Let me start by saying they really ought to fire someone. This is an egregious breach of trust which causes second thoughts on the sharing of information, not only in private-public relationships but in nation-nation intelligence relationships.

My preference for the culprit is Leiter and here’s my thinking. Fielding didn’t do anything. Bagnal’s group is probably small and probably only needed one download then make copies from the disk. There were probably three people involved, Bangal, his assistant, and the gofer who the assistant told to download it. In that short a time frame they would have to have a bunch of meetings before they could decide what to do.

Leiter, on the other hand, has a rather large bureaucracy with lots of departments specializing in different aspects that would be put to work on this. Leiter told his secretary to distribute a notice to the relevant departments that this was available and to get on it right away. It’s possible the memo had some classified rating, though, in the rush there may have been no classification instructions, or they were sketchy. Once that occurred the flood gates opened. Each department head gave it to however many they thought needed it, say two project heads. If the classification system was included, it could have been dropped by one or more of them. Anyway, each project head may have a team that needs it. All have their own computer. The website url has now been passed around like a standard office a rumor after the Christmas party.

Once people get it, the concentration is on their work, not on maintaining secrecy. After all, there are hardly any secrets in a bureaucracy that deals with secrets everyday. That, in conjunction with the likelihood many got the impression “Hey it’s on the internet”, and there you have it, secrecy went right out the window.

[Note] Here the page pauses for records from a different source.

PR #371, opened 2022-05-04
Updates to support Dataverse.

MikeStall:
1. Allow FormulaType.Build to handle entities. 
2. Consolidate primitive marshalling helpers into a single class. 
3. Rename BuiltinFormulaTypeConversions --> PrimitiveValueConversions to be more consistent with PrimitiveValue<T>
Interpreter still has PrimitiveTypeMarshaller, but the converter code now lives in core since other scenarios need it. 
SQL runner can use this. 

4. Move tests into core, Add Tests. 
5. Allow calling interpreter directly on a binding result. This allows other resolvers to still run against the interpreter.


LucGenetier (approved):
:shipit:

src/libraries/Microsoft.PowerFx.Core/Public/Types/FormulaType.cs
```diff
@@ -62,9 +62,47 @@ internal FormulaType(DType type)
...
+            Contracts.AssertValue(relatedEntityPath);
+
+            var expandEntityInfo = expandEntityType.ExpandInfo;
+
+            if (expandEntityInfo.ParentDataSource is not IExternalTabularDataSource dsInfo)
+            {
+                return expandEntityType;
+            }
+
+            DType type;
```
bryancroteau-MSFT, line 80: Why is this being declared by itself?

src/libraries/Microsoft.PowerFx.Interpreter/RecalcEngine.cs
```diff
@@ -65,6 +65,23 @@ private protected override SimpleResolver CreateResolver(PowerFxConfig alternate
...
         {
+            return CreateEvaluatorDirect(result);
+        }
+
+        /// <summary>
+        /// Create an evaluator over the existing binding. 
+        /// </summary>
+        /// <param name="result">A successful binding from a previous call to <see cref="Engine.Check(string, RecordType, ParserOptions)"/>. </param>
+        /// <returns></returns>
+        public static IExpression CreateEvaluatorDirect(CheckResult result)
```
bryancroteau-MSFT, line 76: Why is this public?

src/libraries/Microsoft.PowerFx.Core/Public/Types/FormulaType.cs
MikeStall: will fix.

src/libraries/Microsoft.PowerFx.Interpreter/RecalcEngine.cs
MikeStall: So that other Engines (notably dataverse) can run the interpreter on *their* IRs. 
The fundamental reason things need to derive from Engine is to override *the resolver*,  not to interpret.

Ie, there's nothing actually inherently coupled between the RecalcEngine and the interpreter.  (ditto for the other parts of the pipeline like parser, binder, etc)

bryancroteau-MSFT (dismissed):

bryancroteau-MSFT (approved):

PR #372, opened 2022-05-05
Move Span to the Microsoft.PowerFx.Syntax namespace.

MikeStall:
Move Span from : 
`Microsoft.PowerFx.Core.Localization.Span` to `Microsoft.PowerFx.Syntax.Span`.
This is part of a set of namespace changes. see #361 for details.  
This is part of the public  surface area and many products will depend on it. 

This is primarily provided by Syntax nodes, as well as for error ranges. 
This is a public class.
It also has [TransportAttribute] on it.


CarlosFigueiraMSFT:
This may have some implications for Canvas apps - which use spans in the client-side code as well. We should be careful when merging this change to that repository.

Benjamin Franklin once said “Three people can keep a secret, if two of them are dead.” (John’s Bathroom Reader, 3rd Edition) Intelligence services can’t operate with office staffed by one worker and two corpses, so their mission statement ought to revise this to “A thousand people can keep a secret, if the last one who didn’t is in jail.”

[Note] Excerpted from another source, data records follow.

PR #375, opened 2022-05-06
Change SuggestUnqualifiedEnums to true

LucGenetier:


src/libraries/Microsoft.PowerFx.Core/Texl/Intellisense/IntellisenseData/IntellisenseData.cs
```diff
@@ -163,7 +163,7 @@ internal virtual bool DoesNameCollide(string name)
         /// <summary>
         /// Should unqualified enums be suggested.
         /// </summary>
-        internal virtual bool SuggestUnqualifiedEnums => true;
+        internal virtual bool SuggestUnqualifiedEnums => false;
```
MikeStall, line 166: There may need to be some flag here just to ensure that we don't break Canvas Apps.

src/libraries/Microsoft.PowerFx.Core/Texl/Intellisense/IntellisenseFlags.cs
```diff
@@ -0,0 +1,40 @@
...
+        /// <summary>
+        /// Default bahavior
+        /// </summary>
+        Default = 0x0,
+
+        /// <summary>
+        /// Suggests unqualified enums when possible
+        /// </summary>
+        SuggestUnqualifiedEnums = 0x1,
+    }
```
MikeStall, line 23: Can this by tied to the resolver?
Ie, somehow in PowerFx standalone, we already make a decision to require qualified enums ("TimeUnit.Hours"). 
(Whereas canvas apps still allows unqualified enums ("Hours"). 

Can we leverage that mechanism and avoid adding flags?

src/tests/Microsoft.PowerFx.Interpreter.Tests/InterpreterSuggestTests.cs
```diff
@@ -61,5 +61,15 @@ public void TestSuggestOptionSets(string expression, params string[] expectedSug
             var actualSuggestions = SuggestStrings(expression, config, parameterType);
             Assert.Equal(expectedSuggestions, actualSuggestions);
         }
+
+        [Theory]
+        [InlineData("Hou|", "Hour", "TimeUnit.Hours")]
+        public void TestSuggestHour(string expression, params string[] expectedSuggestions)
```
MikeStall, line 67: >TestSuggestHour [](http://example.com/codeflow?start=20&length=15)

Great test!

src/libraries/Microsoft.PowerFx.Core/Glue/SimpleResolver.cs
```diff
@@ -42,20 +42,24 @@ internal class SimpleResolver : INameResolver
 
         IExternalEntity INameResolver.CurrentEntity => null;
 
+        public bool SuggestUnqualifiedEnums { get; private set; }
```
MikeStall, line 45: >public bool SuggestUnqualifiedEnums { get; private set; } [](http://example.com/codeflow?start=8&length=57)

This can just be fixed: 

public bool SuggestUnqualifiedEnums => true;

MikeStall: Canvas uses a different resolver instance.

src/libraries/Microsoft.PowerFx.Core/Binding/INameResolver.cs
```diff
@@ -36,6 +36,8 @@ internal interface INameResolver
 
         IEnumerable<TexlFunction> Functions { get; }
 
+        bool SuggestUnqualifiedEnums { get; }
```
MikeStall, line 39: >bool [](http://example.com/codeflow?start=8&length=4)

We should add a comment like:

This advertises whether the INameResolver instance will suggest unqualified enums ("Hours") or only qualified enums ("TimeUnit.Hours"). This must be consistent with how the other Lookup functions behave. 

Intellisense can use this when suggesting completion options.

src/libraries/Microsoft.PowerFx.Core/Glue/SimpleResolver.cs
LucGenetier: Right!

src/libraries/Microsoft.PowerFx.Core/Binding/INameResolver.cs
LucGenetier: Done

src/tests/Microsoft.PowerFx.Interpreter.Tests/InterpreterSuggestTests.cs
LucGenetier: Thanks!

The last is corny, but I’ve always like this Franklin quote and just had to work it in somehow.

Dusty on October 9, 2007 at 1:11 PM

SITE will now have the ability to start discovery proceedings in a COPYRIGHT infringment case… somthing which the courts have been pretty adamant over the years about NOT allowing the Reporter privelege of not naming sources on, as it is now essentialy a case of theft of intellectual property.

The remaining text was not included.